• _Exercise prompt_: What lines below contain the string "self"? List them all.

(Records from a dataset)
PR #14373, opened 2026-05-20
[https://nvbugs/6035425][fix] Fix KV cache host splitting logic

mikeiovine:
## Description

The fix in https://github.com/NVIDIA/TensorRT-LLM/pull/13130 only applied to the V2 KV cache manager.

Make it so that the KV cache host budget is always split proportionally across the draft and target. I did not mess with the GPU side splitting at all. 

Note that V1 (non-VSWA) does not use the same budget splitting logic for the GPU side memory. It instead does it "implicitly" using a single `max_num_tokens` value. I did not want to mess with it since this is a sensitive part of the system, so the behavior there is unchanged (a simpler way to fix this is to simply remove the VSWA restriction on the call to `_split_kv_cache_budget_for_draft`, but the changes existing behavior).

## Test Coverage

New tests added and manually verified that host budget is not doubled.

## PR Checklist

## GitHub Bot Help

## Summary by CodeRabbit

* **Refactor**
  * Optimized KV cache memory management for speculative decoding. Improved internal budget allocation enables more efficient GPU and host memory distribution, providing better resource utilization and enhanced support for speculative decoding operations across various hardware configurations.

[Review Change Stack](https://app.coderabbit.ai/change-stack/NVIDIA/TensorRT-LLM/pull/14373?utm_source=github_walkthrough&utm_medium=github&utm_campaign=change_stack)

### DIFF
--- a/tensorrt_llm/_torch/pyexecutor/_util.py
+++ b/tensorrt_llm/_torch/pyexecutor/_util.py
@@ -925,21 +925,9 @@ class KvCacheCreator:
             is_disagg=self._is_disagg,
         )
 
-    def _split_kv_cache_budget_for_draft(self) -> Optional[KvCacheConfig]:
-        """Split KV cache budgets between target and draft KV caches.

• _Finished exercise_:
             is_disagg=self._is_disagg,
-    def _split_kv_cache_budget_for_draft(self) -> Optional[KvCacheConfig]:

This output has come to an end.